Die häufigsten Audit-Fehler: fehlende @id (Entity nicht verankerbar), ungültige Datumsformate (nicht ISO 8601), zirkuläre oder aufgeblähte sameAs-Listen und Schema-Typen, die nicht zum sichtbaren Inhalt passen. Grundregel seit den Spam-Systemen der letzten Jahre: Markup muss den sichtbaren Inhalt spiegeln — deklaratives Markup ohne sichtbares Pendant ist ein Risiko, kein Hebel.

Was Schema für KI-Sichtbarkeit leistet — und was nicht

Realistische Einordnung: Schema-Markup verankert Entitäten maschinenlesbar, klärt Autorschaft und Publikationszeitpunkt und erleichtert Retrieval-Systemen die Zuordnung von Inhalten zu Quellen. Es ist kein direkter Ranking- oder Zitations-Hebel: Kein System dokumentiert, dass Markup allein Zitationen erzeugt. Schema gehört in die Kategorie Infrastruktur — notwendige Präzisionsarbeit, deren Fehlen schadet, deren Vorhandensein aber nicht allein trägt.

Verwandte Begriffe

Schema.org ist das Werkzeug der Entity-Verankerung und die Brücke zum Knowledge Graph. Publikations-Markup stützt E-E-A-T-Signale; Glossar-Markup nutzt DefinedTerm. Praxis-Details zur Umsetzung: Schema Implementation.

Kern-Aussage

Schema ist Infrastruktur, kein Zauberstab

Strukturierte Daten verankern Entitäten, Autorschaft und Publikationszeit maschinenlesbar. Das ist notwendige Präzisionsarbeit — aber Markup ohne konsistente Inhalte und Quellen erzeugt weder Rankings noch Zitationen.


FAQ zu Schema.org

Welches Format ist für Schema-Markup empfohlen?

JSON-LD. Es ist vom HTML-DOM getrennt, leichter zu pflegen und wird von Google ausdrücklich empfohlen.
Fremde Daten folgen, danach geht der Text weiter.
PR #352, opened 2017-08-12
spec: trim parts unwanted by openSUSE

jengelh:
Remove author list, remove redundant %clean section and other ancient
rpm lines, remove unneeded .la files, and remove the Prefix: tag
which is practically not supported by any distro. Replace old $RPM_*
variables by macros.


aschnell:
LGTM

PR #374, opened 2017-12-05
Replace references to /var/adm/fillup-templates with new %_fillupdir …

sysrich:
…macro (boo#1069468)


aschnell:
Should be fine.

PR #380, opened 2018-01-10
Update the distro versions used at Travis

lslezak:
## Summary 
- Use newer distros at Travis
- I do not think we should still build for the older ones, we should focus on the newer versions. But if needed the older versions can be added and built in parallel...

### Version Updates
- Debian 8 -> 9
- Fedora 25 -> 27
- Ubuntu 16.10 -> 17.10


shundhammer:
LGTM

aschnell:
Also LGTM

PR #381, opened 2018-01-15
Build reproducible tarballs by "make package"

lslezak:
- `make package` now builds reproducible tarballs (1:1 bit copy with the same checksum)
- Makes the Open Build Service submissions easier (the internal and external OBS will contain the same tarballs regardless where/when they are build)
- Similar solution as used in https://github.com/openSUSE/packaging_rake_tasks/pull/43 and https://github.com/openSUSE/packaging_rake_tasks/pull/44

Runnig `make package` now always produces the same result:

```console
> make package > /dev/null
> sha1sum package/snapper-0.5.3.tar.bz2 package/debian.tar.gz 
02a9eeb9447eb0ea8de56ff549a48d165d71012f  package/snapper-0.5.3.tar.bz2
ddc6b7e289a95fa7ae9cc491d403470e423b21ea  package/debian.tar.gz
> rm package/snapper-0.5.3.tar.bz2 package/debian.tar.gz 
> make package > /dev/null
> sha1sum package/snapper-0.5.3.tar.bz2 package/debian.tar.gz 
02a9eeb9447eb0ea8de56ff549a48d165d71012f  package/snapper-0.5.3.tar.bz2
ddc6b7e289a95fa7ae9cc491d403470e423b21ea  package/debian.tar.gz

```

### DIFF
--- a/Makefile.am
+++ b/Makefile.am
@@ -60,9 +60,32 @@ package-clean:
 # VERSION file.
 #
 # $< is the first depencency of the rule, i.e. snapper-$(VERSION).tar.gz in this case.
-#
+
+# Build a reproducible tarball:
+# - set the file time stamps according to the latest commit
+# - sort the files (in a locale independent way, use the NULL separator to
+#   correctly process also the file names containing a new line)
+#   Note: tar >= 1.28 supports "--sort=name" option, unfortunately
+#   Leap 42.3 and SLES12-SP3 contain version 1.27.1
+# - use the GNU format (the default POSIX format contains some time stamps)
+# - set the owner and group to "root"
+# - set the fixed modification time
+
+# shared tar options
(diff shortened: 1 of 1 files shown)


aschnell:
LGTM

But in general I wonder whether the approach of the CI is suboptimal if the standard automake way is not working for the CI. Also generating the tar-ball from the extracted tar-ball (so without git) is not supported anymore AFAIS.

lslezak:
I have tested generating tarball from the tarball and it works (no crash). The only drawback that the file time stamps are not set correctly as the git commit date is not available. It's set to today midnight (00:00) so the build is reproducible during the same day. That's acceptable IMHO.

lslezak:
BTW the plan is to improve the OBS integration later...

PR #387, opened 2018-01-28
Command was wrongly translated

IsaakGroepT:
Someone translated the command "snapper create" wrongly to Dutch. I undid that


aschnell:
Please use Weblate as explained in https://github.com/openSUSE/snapper/blob/master/po/README.

IsaakGroepT:
I'd rather not go to the unnecessary process of creating an Opensuse account and trying to decipher the use of Weblate. In any case, I've done my part.

PR #388, opened 2018-01-29
systemd: Make timeline.timer persistent

mrkline:
Without this, it, timeline snapshots might not be taken for up to 59
minutes after boot. This is troublesome for laptops and other use cases
where the user might not have their machine on for that long.

On a less pressing, but related note,  why doesn't `cleanup.timer` run for ten minutes after system startup? (If the main concern is to make sure `boot.timer` has been run before, wouldn't a minute or two suffice?)


aschnell:
I cannot remember why the cleanup.timer is setup that way. Maybe to avoid extra IO during boot.
But boot.timer was added years later so that cannot be the reason.

mrkline:
Checking in a year later - @aschnell, are there objections to this change? Is there somewhere else I should try to get it upstream?

PR #391, opened 2018-02-05
Use 'idle' IO and cpu scheduling class for cleanup service to prevent slowdown of systems

okurz:
Related to https://bugzilla.suse.com/show_bug.cgi?id=1063638 . Not only btrfs
maintenance tasks can bring systems to a halt or at least slow down and they
already set idle a class.

### DIFF
--- a/data/cleanup.service
+++ b/data/cleanup.service
@@ -6,4 +6,5 @@ Documentation=man:snapper(8) man:snapper-configs(5)
 [Service]
 Type=simple
 ExecStart=/usr/lib/snapper/systemd-helper --cleanup
-
+IOSchedulingClass=idle
+CPUSchedulingPolicy=idle


aschnell:
LGTM

But from my experience I doubt it will change much.

okurz:
Wow, that was fast :) yes, I also think it won't solve a lot

fcrozat:
I'm commenting on this old PR because it doesn't seem to do what we expect it to do:
systemd-helper is properly run with the idle IO class and idle niceness but the btrfs cleanup kernel thread is still running with best effort. Does the systemd-helper initiate the delete snapshot call itself to the kernel or does it send a dbus call to snapperd, which does it ? If this is the second option, it would explain why snapshot deletion can still slow down a system a lot (I'm seeing it on 15SP2).

aschnell:
It is the second option. Also see the discussion at https://github.com/openSUSE/snapper/pull/456.

PR #403, opened 2018-04-20
- soften error handling if setting locale fails due to broken system setup (bsc#1085832)

aschnell:
For https://trello.com/c/RYVaFyPX/351-2-opensuse-p2-1085832-snapper-does-not-work-without-locale-installed.

### DIFF
--- a/client/snapper.cc
+++ b/client/snapper.cc
@@ -1522,7 +1522,6 @@ main(int argc, char** argv)
     catch (const runtime_error& e)
     {
 	cerr << "Failed to set locale. Fix your system." << endl;
-	exit(EXIT_FAILURE);
     }
 
     setLogDo(&log_do);
--- a/client/snapper.cc
+++ b/client/snapper.cc
@@ -1522,12 +1522,12 @@ main(int argc, char** argv)
     }
     catch (const runtime_error& e)
     {
-	cerr << "Failed to set locale. Fix your system." << endl;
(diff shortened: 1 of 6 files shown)


client/snapper.cc
```diff
@@ -1522,7 +1523,11 @@ main(int argc, char** argv)
     catch (const runtime_error& e)
     {
 	cerr << "Failed to set locale. Fix your system." << endl;
-	exit(EXIT_FAILURE);
+    }
+
+    if (strcmp(nl_langinfo(CODESET), "UTF-8") != 0)
+    {
+	cerr << "Running in non UTF-8 locale. Setup is unsupported." << endl;
```
lslezak: Q: The STDERR messages are not translated in snapper? E.g. the `--help` output few lines above is translated, but that goes to STDOUT...

lslezak: Actually this STDERR https://github.com/openSUSE/snapper/pull/403/files#diff-b5c274f368d2fab68ee1bc4f9206df4eR1490 is translated, so I guess these two should be as well...

aschnell: AFAIS the first will never be translated since setting the locale failed. Anyway, marked to be translated.

jsrain:
Not sure why the .pot-file is now in git (as it can be generated), but LGTM (assuming pending checks succeed)

aschnell:
Weblate needs the pot file. But still Weblate cannot merge the po files. Sad but true.

PR #415, opened 2018-07-23
- fixed logging during shutdown

aschnell:
For https://trello.com/c/USeFyjd0/100-sle15-p2-1079385-snapperd-dumped-core-with and others.


okurz:
+1 but the git commit message subject lines with leading '-' look unusual

server/MetaSnapper.cc
```diff
@@ -198,6 +200,14 @@ MetaSnappers::init()
 }
 
 
+void
+MetaSnappers::unload()
+{
+    for (iterator it = entries.begin(); it != entries.end(); ++it)
```
lslezak: NP: I'd prefer the new syntax without iterators and increment:
```c++
for(auto& entry : entries)
    entry.unload();
```

snapper/Logger.cc
```diff
@@ -37,10 +38,25 @@ namespace snapper
...
-    // Use a pointer to avoid a global destructor. Otherwise the Snapper
-    // destructor in Factory.cc can be called after when logging does not work
-    // anymore. TODO: nicer solution.
-    string* filename = new string("/var/log/snapper.log");
+    namespace
+    {
+
+	struct LoggerData
+	{
+	    LoggerData() : filename("/var/log/snapper.log"), mutex() {}
```
lslezak: NP: This string is hardcoded in several places, it would be nice to have a constant for it to have a single place to change. BTW the log file is not configurable?

snapper/Logger.cc
```diff
@@ -69,11 +85,9 @@ namespace snapper
 	string prefix = sformat("%s %s libsnapper(%d) %s(%s):%d", datetime(time(0), false, true).c_str(),
 				ln[level], getpid(), file, func, line);
 
-	static boost::mutex mutex;
-
-	boost::lock_guard<boost::mutex> lock(mutex);
+	boost::lock_guard<boost::mutex> lock(logger_data->mutex);
 
-	FILE* f = fopen(filename->c_str(), "ae");
+	FILE* f = fopen(logger_data->filename.c_str(), "ae");
```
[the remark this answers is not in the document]
aschnell: There is ofsteam. But "e" flag (O_CLOEXEC) cannot be provided there AFAIR.

server/MetaSnapper.cc
aschnell: Snapper still uses the old syntax since it was created mainly before C++11.

snapper/Logger.cc
aschnell: Added a define.

No, the log filename is not configurable. You would also need to modify logrotate in that case so it is not easy.

snapper/Logger.cc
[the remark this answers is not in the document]
lslezak: OK, it seems C++ does not support `O_CLOEXEC`... :worried:

server/MetaSnapper.cc
lslezak: OK, but could we use the new syntax while we are touching the code anyway? In YaST we also still have a lot of YCP-like Ruby code but we are gradually rewriting it to pure Ruby when touching it. Would this approach work also for snapper?

aschnell: OK, I have changed it to the new C++11 syntax. But given the current activity of the snapper project there will be a mixture of syntaxes for many years.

Microdata und RDFa funktionieren weiterhin, gelten aber als Legacy-Formate.

Bringt FAQPage-Markup noch etwas?

Als Rich Result in der Google-SERP nicht mehr — die Ausspielung wurde eingestellt (für die breite Masse bereits 2023, Rest-Ausspielungen bis Mai 2026). Als semantische Deklaration von Frage-Antwort-Strukturen bleibt es nützlich; ein belegter Zitations-Effekt in AI Overviews existiert nicht. Wichtig: Markup nur für sichtbare FAQ-Inhalte.

Was ist ein @id-Graph?

Ein Schema-Setup, in dem jede Entität eine stabile URI (@id) trägt und Seiten per Referenz auf die kanonische Entität verweisen, statt Angaben zu duplizieren. Das hält Person-, Organisations- und Content-Daten über die gesamte Domain konsistent — die Voraussetzung für verlässliche Entity-Erkennung.

Hilft Schema-Markup direkt bei LLM-Zitationen?

Nicht direkt belegt. Markup verbessert die maschinenlesbare Eindeutigkeit von Autor, Datum und Entität — das erleichtert Retrieval-Systemen die Zuordnung. Zitationen entstehen aber aus Quellen-Autorität, Passage-Qualität und Zugänglichkeit; Schema ist die Infrastruktur darunter.